Por ejemplo, afirma que el científico es “totalitario”, porque niega el carácter racional de otras formas de conocimiento (Santos, 2009: 21), “desencantado y triste, […pues] al objetivar los fenómenos los objetualiza y degrada” (Santos, 2009: 37). Tiende a sobrevalorar las maneras del conocer producidas en el Sur, a las que considera emancipatorias y con mayor impulso para generar innovaciones cognitivas, en particular si están vinculadas a las luchas de los pueblos indígenas.

Reaparecen las dicotomías y los esencialismos, como si el conocimiento científico fuera siempre “occidental”, proveniente del “Norte” y de los poderosos y, por lo tanto, objeto de sospecha, mientras que lo que viene de las luchas del Sur fuera siempre positivo.

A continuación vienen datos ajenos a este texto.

PR #322, opened 2020-05-24
fix: Return UnexpectedEof if we try to decode at eof

### LINKED ISSUE #320: RemoteError instead of IoError on killed connection
When a connection is killed via the command "CLIENT ID KILL" the killed connection does not fail with an IO Error but with a Remote Error indicating that the parser failed:

```
parse error: Parse error at 0
Unexpected `end of input`
```

The error still occurs if further commands are sent over the connection.

Sample code reproducing the issue can be found here: https://gist.github.com/chridou/d59f041540d786a22f184d0f655268ec

If an IO Error is indeed the expected error , it is possible that the`connection-manager` feature is  affected by this in possibly preventing it from reconnecting.

Marwes:
The underlying read may just return 0 (indicating eof), which will
then propagate to the next parse attempt which explicitly handles end of
file and returns the error.

Had to alter the test case so it works on redis < 5

Fixes #320

### DIFF
--- a/rustfmt.toml
+++ b/rustfmt.toml
@@ -1,1 +1,2 @@
 use_try_shorthand = true
+edition = "2018"
--- a/src/connection.rs
+++ b/src/connection.rs
@@ -1,5 +1,5 @@
 use std::fmt;
-use std::io::Write;
+use std::io::{self, Write};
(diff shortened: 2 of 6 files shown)


badboy:
I'll fix the clippy lints and merge this.

PR #327, opened 2020-06-02
Remove some unnecessary overhead around Value conversions

Marwes:
Two small improvements and added a pair of helper functions for working with sequences and maps inside `Value` which could be useful to avoid intermediate structures like https://github.com/mitsuhiko/redis-rs/pull/319/files#diff-6162c7f34c4c3cad920338d2f8d00903R483 (cc @Terkwood )

### DIFF
--- a/src/types.rs
+++ b/src/types.rs
@@ -8,6 +8,22 @@ use std::hash::{BuildHasher, Hash};
 use std::io;
 use std::str::{from_utf8, Utf8Error};
 
+macro_rules! invalid_type_error {
+    ($v:expr, $det:expr) => {{
+        fail!(invalid_type_error_inner!($v, $det))
+    }};
+}
+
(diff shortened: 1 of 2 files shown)


src/types.rs
```diff
@@ -1032,17 +1067,10 @@ impl<K: FromRedisValue + Eq + Hash, V: FromRedisValue, S: BuildHasher + Default>
...
-                let mut rv = HashMap::default();
-                let mut iter = items.iter();
-                while let (Some(k), Some(v)) = (iter.next(), iter.next()) {
-                    rv.insert(from_redis_value(k)?, from_redis_value(v)?);
-                }
-                Ok(rv)
-            }
-            _ => invalid_type_error!(v, "Response type not hashmap compatible"),
-        }
+        v.as_map_iter()
```
Terkwood, line 1070: :+1:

Aunque Boaventura de Souza es muy cuidadoso en señalar los aportes que ha hecho la ciencia y las limitaciones que tiene el sentido común (Santos, 2009: 55-56), tiende a atribuir virtudes gnoseológicas intrínsecas a los saberes que son producidos por sujetos subalternos que tienen posiciones políticas rebeldes, mientras que atribuye defectos a los conocimientos generados por sujetos que ocupan posiciones de poder, como si la orientación ideológico-política, la ubicación en la estructura social o el origen étnico otorgaran a priori validez o invalidez desde el punto de vista epistemológico.

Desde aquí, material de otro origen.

PR #328, opened 2020-06-04
Count items correctly in tuple macro

Terkwood:
Greetings!

I _think_ this fixes the macro so that it's correct.  Found as a result of working through #319.

See this portion of the PR, specifically: https://github.com/mitsuhiko/redis-rs/pull/319#discussion_r435184148

### DIFF
--- a/src/commands.rs
+++ b/src/commands.rs
@@ -179,7 +179,7 @@ macro_rules! implement_commands {
                 }
             )*
 
-            /// Incrementally iterate the keys space.  
+            /// Incrementally iterate the keys space.
             #[inline]
             fn scan<RV: FromRedisValue>(&mut self) -> crate::types::RedisFuture<crate::cmd::AsyncIter<'_, RV>> {
                 let mut c = cmd("SCAN");
@@ -204,7 +204,7 @@ macro_rules! implement_commands {
             }
 
             /// Incrementally iterate hash fields and associated values for
-            /// field names matching a pattern. 
+            /// field names matching a pattern.
             #[inline]
             fn hscan_match<K: ToRedisArgs, P: ToRedisArgs, RV: FromRedisValue>
                     (&mut self, key: K, pattern: P) -> crate::types::RedisFuture<crate::cmd::AsyncIter<'_, RV>> {
@@ -213,7 +213,7 @@ macro_rules! implement_commands {
                 Box::pin(async move {c.iter_async(self).await })
             }
 
-            /// Incrementally iterate set elements.  
+            /// Incrementally iterate set elements.
             #[inline]
             fn sscan<K: ToRedisArgs, RV: FromRedisValue>(&mut self, key: K) -> crate::types::RedisFuture<crate::cmd::AsyncIter<'_, RV>> {
                 let mut c = cmd("SSCAN");
--- a/src/commands.rs
+++ b/src/commands.rs
@@ -230,7 +230,7 @@ macro_rules! implement_commands {
                 Box::pin(async move {c.iter_async(self).await })
             }
 
-            /// Incrementally iterate sorted set elements.  
+            /// Incrementally iterate sorted set elements.
             #[inline]
             fn zscan<K: ToRedisArgs, RV: FromRedisValue>(&mut self, key: K) -> crate::types::RedisFuture<crate::cmd::AsyncIter<'_, RV>> {
                 let mut c = cmd("ZSCAN");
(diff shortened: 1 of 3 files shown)


src/commands.rs
```diff
@@ -179,7 +179,7 @@ macro_rules! implement_commands {
                 }
             )*
 
-            /// Incrementally iterate the keys space.  
+            /// Incrementally iterate the keys space.
```
Terkwood, line 182: These spacing issues aren't related to my change, but they're preventing the build from passing.

Marwes:
Can you add a test to validate it?

Terkwood:
_Absolutely!_

src/types.rs
```diff
@@ -1154,7 +1154,7 @@ macro_rules! from_redis_value_for_tuple {
                     return Ok(rv)
                 }
                 let mut offset = 0;
-                while offset < items.len() - 1 {
+                while offset < items.len() {
```
Marwes, line 1157:
```rust
                for chunk in items.chunks_exact(n) {
                    let mut offset = 0;
                    rv.push(($({let $name = (); from_redis_value(
                         &chunk[{ offset += 1; offset - 1 }])?},)*));
                }
```

Marwes: Update the example a bit more @Terkwood

Terkwood: I had to massage the syntax on this a little bit, and it generates some pretty crazy errors.  I caught one of your previous iterations in the comments and those seemed a bit more benign 

```text
error[E0308]: mismatched types
    --> src/types.rs:1159:50
     |
1159 |                          [$($name),*] => rv.push(($(from_redis_value($name)),*),
),
     |                                                  ^^^^^^^^^^^^^^^^^^^^^^^^^^^^^^
expected tuple, found enum `std::result::Result`
...
1182 | from_redis_value_for_tuple! { T1, T2, T3, T4, T5, T6, T7, T8, T9, T10, T11, T12,
 }
     | --------------------------------------------------------------------------------
-- in this macro invocation
     |
     = note: expected tuple `(T12,)`
                 found enum `std::result::Result<_, types::RedisError>`
     = note: this error originates in a macro (in Nightly builds, run with -Z macro-bac
ktrace for more info)

error: aborting due to 78 previous errors
```

Terkwood: Currently using

```rust
for chunk in items.chunks_exact(n) {
                    match chunk {
                         [$($name),*] => rv.push(($(from_redis_value($name)),*),),
                         _ => unreachable!(),
                     }
                }
```

Terkwood: `if let Ok(a)` to grab those inner values from the `$(from_redis_value($name))` might work fine, I'm just trying to tread lightly here :grin:

Marwes: I think that should be (missing `?` to unpack the results)

```
for chunk in items.chunks_exact(n) {
    match chunk {
        [$($name),*] => rv.push(($(from_redis_value($name)?),*),),
         _ => unreachable!(),
    }
}
```

Terkwood: Just got this version pushed, and the tests are running now in Travis &c.  :sunglasses:

tests/test_types.rs
```diff
@@ -73,6 +73,19 @@ fn test_vec() {
     assert_eq!(v, Ok(vec![1i32, 2, 3]));
 }
 
+#[test]
```
Marwes, line 76: This test actually passes on master, you need to wrap the result in a `Vec` to make it use from_redis_value**s**

```

#[test]
fn test_tuple() {

    let v = FromRedisValue::from_redis_value(&Value::Bulk(vec![Value::Bulk(vec![
        Value::Data("1".into()),
        Value::Data("2".into()),
        Value::Data("3".into()),
    ])]));

    assert_eq!(v, Ok(vec![(1i32, 2, 3,)]));
}

```

Terkwood: I was able to assert _two_ levels of nested tuples using `let v` as you described: `assert_eq!(v, Ok(((1i32, 2, 3,),)));`

But this assertion failed:  `assert_eq!(v, Ok(vec![(1i32, 2, 3,)]));`

I'll check this against master branch too

Terkwood: Ok, using your updated test case on master definitely fails, there:

```text
thread 'test_tuple' panicked at 'assertion failed: `(left == right)`
  left: `Err(Response was of incompatible type: "Bulk response of wrong dimension" (response was [bulk(string-data('"1"'), string-data('"2"'), string-data('"3"'))]))`,
 right: `Ok([(1, 2, 3)])`', tests/test_types.rs:86:5
note: run with `RUST_BACKTRACE=1` environment variable to display a backtrace
```

So it seems like we're making progress :grin:

PR #335, opened 2020-06-07
🚧 Fix macro handling of tuples nested in vecs 🚧

### LINKED ISSUE #334: FromRedisValue fails on tuples nested inside Vecs
# Problem statement 

The `FromRedisValue` macro which counts the size of tuples gets confused when tuples are nested inside vecs: https://github.com/mitsuhiko/redis-rs/blob/494767a0adcc3b8b7ab74def216c35608af04207/src/types.rs#L1137

It can be proven by adding a test:

```rust

#[test]
fn test_vec_nested_tuple() {

    let v = FromRedisValue::from_redis_value(&Value::Bulk(vec![
        Value::Bulk(vec![
            Value::Data("1".into()),
            Value::Data("2".into()),
            Value::Data("hi".into()),
            Value::Data("redis".into()),
            Value::Data("99".into()),
        ]),
        Value::Bulk(vec![
            Value::Data("3".into()),
            Value::Data("4".into()),
            Value::Data("hello".into()),
            Value::Data("rust".into()),
            Value::Data("100".into()),
        ]),
    ]))
    .expect("from");

    let w = FromRedisValue::from_redis_value(&v);

    assert_eq!(
        w,
        Ok(vec![
            (1i32, 2, "hi".to_string(), "redis".to_string(), 99),
            (3i32, 4, "hello".to_string(), "rust".to_string(), 100)
        ])
    );
}
```

```text
---- test_vec_nested_tuple stdout ----
thread 'test_vec_nested_tuple' panicked at 'assertion failed: `(left == right)`
  left: `Err(Response was of incompatible type: "Bulk response of wrong dimension" (response was [bulk(string-data('"1"'), string-data('"2"'), string-data('"hi"'), string-data('"redis"'), string-data('"99"')), bulk(string-data('"3"'), string-data('"4"'), string-data('"hello"'), string-data('"rust"'), string-data('"100"'))]))`,
 right: `Ok([(1, 2, "hi", "redis", 99), (3, 4, "hello", "rust", 100)])`', tests/test_types.rs:113:5
```

Within the macro itself, we can see that `n` is incorrectly counted as 2 (the length of the OUTER vec), when it should actually be counted as 5 (the size of the inner tuples).

## Additional considerations

It's worth noting that dealing with tuples nested inside of vecs requires *two* explicit calls to `from_redis_value`.

Terkwood:
Under construction.   Right now all we have is a test to highlight the bug.

If we can get this completed, it resolves #334.

### DIFF
--- a/tests/test_types.rs
+++ b/tests/test_types.rs
@@ -87,6 +87,26 @@ fn test_tuple() {
 }
 
 #[test]
+fn test_nested_single_tuple() {
+    use redis::{FromRedisValue, Value};
+
+    let v =
+        FromRedisValue::from_redis_value(&Value::Bulk(vec![Value::Bulk(vec![Value::Bulk(vec![
+            Value::Data("1".into()),
+            Value::Data("2".into()),
+            Value::Data("hi".into()),
+            Value::Data("redis".into()),
+            Value::Data("99".into()),
+        ])])]));
+    assert_eq!(
+        v,
+        Ok(vec![
+            ((1i32, 2, "hi".to_string(), "redis".to_string(), 99),)
+        ])
+    );
+}
+
+#[test]
 fn test_vec_nested_tuple() {
     use redis::{FromRedisValue, Value};
 
--- a/tests/test_types.rs
+++ b/tests/test_types.rs
@@ -87,6 +87,39 @@ fn test_tuple() {
 }
 
 #[test]
+fn test_vec_nested_tuple() {
+    use redis::{FromRedisValue, Value};
+
+    let v = FromRedisValue::from_redis_value(&Value::Bulk(vec![
+        Value::Bulk(vec![
+            Value::Data("1".into()),
+            Value::Data("2".into()),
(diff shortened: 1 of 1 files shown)


Terkwood:
Hey @Marwes, I threw you an invite to collaborate on my fork of the repository in case you have any ideas about what to do with the nesting considerations in this macro.  Feel free to ignore it -- absolutely no pressure!  :star:    But I figured it might be less hassle than trying to send detail back and forth via comments & markdown.

Terkwood:
Ahhhhh, maybe this can be solved by implementing a macro which specifically deals with the Vec/Tuple nesting.... And having its output `Impl` declared before the more generic, existing macro. 🤔

I'll give it a try today and see how far I can get

Terkwood:
Made an attempt but got stuck

Terkwood:
Closing the PR for now but we have the spam on record if desired. will leave branch open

Una cosa es criticar las desigualdades y las diferencias de poder que existen en la producción de conocimientos y otra muy distinta es sobredeterminar el valor del conocimiento a la posición política de quien lo genera. Se advierte en sus postulados una tensión entre un lúcido intento por superar las dimensiones cognitivas y epistemológicas del dualismo hegemónico y un apego a las características ético-valorativas y políticas del dualismo crítico, que reintroduce líneas abismales entre Occidente y el resto del mundo, entre lo dominante y lo subalterno.

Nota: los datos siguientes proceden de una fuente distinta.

PR #804, opened 2023-03-16
connection_manager: retry and backoff on reconnect

nihohit:
This change allows the connection manager to make multiple attempts to reconnect to the server, in case the server is temporarily unavailable during the first reconnect attempt.

### DIFF
--- a/redis/src/aio.rs
+++ b/redis/src/aio.rs
@@ -1114,7 +1114,10 @@ mod connection_manager {
             // Create a MultiplexedConnection and wait for it to be established
 
             let runtime = Runtime::locate();
-            let connection = client.get_multiplexed_async_connection().await?;
+            let retry_strategy = ExponentialBackoff::from_millis(exponent_base).factor(factor);
+            let connection =
+                Self::new_connection(client.clone(), retry_strategy.clone(), number_of_retries)
+                    .await?;
 
             // Wrap the connection in an `ArcSwap` instance for fast atomic access
             Ok(Self {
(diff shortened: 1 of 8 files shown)


redis/src/aio.rs
```diff
@@ -1079,7 +1083,25 @@ mod connection_manager {
         ///
         /// This requires the `connection-manager` feature, which will also pull in
         /// the Tokio executor.
+        #[deprecated = "use new_with_backoff"]
```
jaymell, line 1086: Do we need to deprecate here? Can we just supply a reasonable default and keep the method?

nihohit: We can do that, but then we need to either give a good default, which means that we're changing the behavior of the class without informing the users, or we give a default that matches the current behavior (that's what I did), which is a bad default. My preference is to make sure that users are aware of the new function without changing the behavior under their feet. If you prefer to give a good default, that's also fine.

jaymell: I think it's fine to provide a "good" default -- I think retries are the sort of thing we'd expect a `ConnectionManager` to do, so I think we should do that rather than deprecate. Everyone reads the Changelog, right? :grinning:

redis/tests/support/mod.rs
```diff
@@ -14,7 +14,7 @@ pub fn current_thread_runtime() -> tokio::runtime::Runtime {
     let mut builder = tokio::runtime::Builder::new_current_thread();
 
     #[cfg(feature = "aio")]
-    builder.enable_io();
+    builder.enable_all();
```
jaymell, line 17: Is there a reason to change this? It's effectively the same as what we already have, isn't it?

nihohit: I think that `enable_time` wasn't there when I originally wrote this. reverting.

redis/src/aio.rs
nihohit: done

nihohit:
@jaymell fixed comments and rebased.

redis/tests/test_async.rs
```diff
@@ -638,3 +638,52 @@ mod pub_sub {
...
+            Ok(mut con) => {
+                let _: RedisResult<()> = redis::cmd("FLUSHDB").query_async(&mut con).await;
+                break;
+            }
+        }
+    }
+}
+
+#[test]
+#[cfg(feature = "connection-manager")] // TODO - investigate why the test doesn't work with rust-tls
```
jaymell, line 668: I'm confused by the TODO here. What's actually failing?

nihohit: My bad, it was fixed the comment should be removed

jaymell (approved):

PR #811, opened 2023-03-22
Expose more efficient async interfaces.

nihohit:
Since the `async` keyword can't be used in traits, the ConnectionLike trait requires that the returned futures be boxed. This is necessary for the trait, but not for usage of the concrete connections. This change allows users to use the core logic without boxing the futures, thus reducing allocations. For example, the ConnectionManager now uses MultiplexedConnection's `send_packed_command`, thus removing the unnecessary boxing and according to DHAT, reducing allocations by half.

Para trascender el dualismo epistemológico es fundamental no exaltar ni descartar a priori ningún tipo de conocimiento, sino brindar a todos los saberes respeto y verdadera igualdad de oportunidades, pero también someterlos a todos al escrutinio y a la crítica, porque ninguno es esencialmente positivo o negativo. La propuesta, perfectamente legítima, de cuestionar las prácticas cognitivas hegemónicas y al mismo tiempo revalorar los conocimientos producidos por quienes han sido excluidos, discriminados y estigmatizados no debería dar paso a la idealización de las sabidurías populares y a la estigmatización de los postulados científicos, en una inversión de las dicotomías coloniales que sigue siendo dicotómica.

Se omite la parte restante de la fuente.